What you need to do
All that is needed is each line of the entries holding the word "extensions", copied as it stands.

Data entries

|---|

PR #1241, opened 2020-04-23
CStrike Ext: Add native to retrieve loadout slot of weapon

roflmuffin:
Some events, mainly the "dm_bonus_weapon_start" event, pass the loadout slot of the weapon that is now the bonus weapon, rather than an item index or a weapon id.

We are already creating a map of this in the cstrike extension, this native simply returns another member from that mapped value.

Let me know if I have missed anything, do I also need to update the .inc file in the tests folder?

### DIFF
--- a/extensions/cstrike/natives.cpp
+++ b/extensions/cstrike/natives.cpp
@@ -947,6 +947,21 @@ static cell_t CS_WeaponIDToItemDefIndex(IPluginContext *pContext, const cell_t *
 #endif
 }
 
+static cell_t CS_WeaponIDToLoadoutSlot(IPluginContext *pContext, const cell_t *params)
+{
+#if SOURCE_ENGINE == SE_CSGO
+	WeaponIDMap::Result res = g_mapWeaponIDToDefIdx.find((SMCSWeapon)params[1]);
+
+	if (!res.found())
+		return  pContext->ThrowNativeError("Invalid weapon id passed.");
+
+	return res->value.m_iLoadoutSlot;
+#else
+	return pContext->ThrowNativeError("CS_WeaponIDToLoadoutSlot is not supported on this game");
+#endif
+}
+
+
 sp_nativeinfo_t g_CSNatives[] = 
 {
 	{"CS_RespawnPlayer",			CS_RespawnPlayer}, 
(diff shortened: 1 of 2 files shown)


plugins/include/cstrike.inc
```diff
@@ -442,6 +442,16 @@ native CSWeaponID CS_ItemDefIndexToID(int iDefIndex);
  */
 native int CS_WeaponIDToItemDefIndex(CSWeaponID id);
 
+/**
+ * Returns the loadout slot based on the CSWeaponID.
+ *
```
Headline, line 447: We should probably mention it's only useful for CSGO here

extensions/cstrike/natives.cpp
```diff
@@ -947,6 +947,21 @@ static cell_t CS_WeaponIDToItemDefIndex(IPluginContext *pContext, const cell_t *
...
+{
+#if SOURCE_ENGINE == SE_CSGO
+	WeaponIDMap::Result res = g_mapWeaponIDToDefIdx.find((SMCSWeapon)params[1]);
+
+	if (!res.found())
+		return  pContext->ThrowNativeError("Invalid weapon id passed.");
+
+	return res->value.m_iLoadoutSlot;
+#else
+	return pContext->ThrowNativeError("CS_WeaponIDToLoadoutSlot is not supported on this game");
```
KyleSanderson, line 960: why?

KyleSanderson:
@roflmuffin are you okay to continue working on this one?

roflmuffin:
I'm sorry, I'm not familiar enough with this repo, I initially created this PR as a launching off point. For the commit I basically just copied the existing CS_WeaponIDToItemDefIndex and replaced the value it was returning, but I'm not sure what changes you are requesting, sorry.

KyleSanderson:
https://github.com/alliedmodders/sourcemod/pull/1241#issuecomment-670333916

You're likely going to need the game to test unfortunately. My apologies for the delay on the response, if you'd like to connect with me offline (or though here) I'd be happy to try and help.

peace-maker:
I think `g_mapWeaponIDToDefIdx` is only initialized for CSGO.
@KyleSanderson do you think it's best to add a hardcoded list of loadoutslots to return for the limited set of weapons available in CSS?

peace-maker (approved):
Lets get this into the tree for CS:GO already. Adding the same info for CS:S can be done in a later step.

KyleSanderson (approved):

Headline (approved):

|---|

Solution for this exercise
--- a/extensions/cstrike/natives.cpp
+++ b/extensions/cstrike/natives.cpp
extensions/cstrike/natives.cpp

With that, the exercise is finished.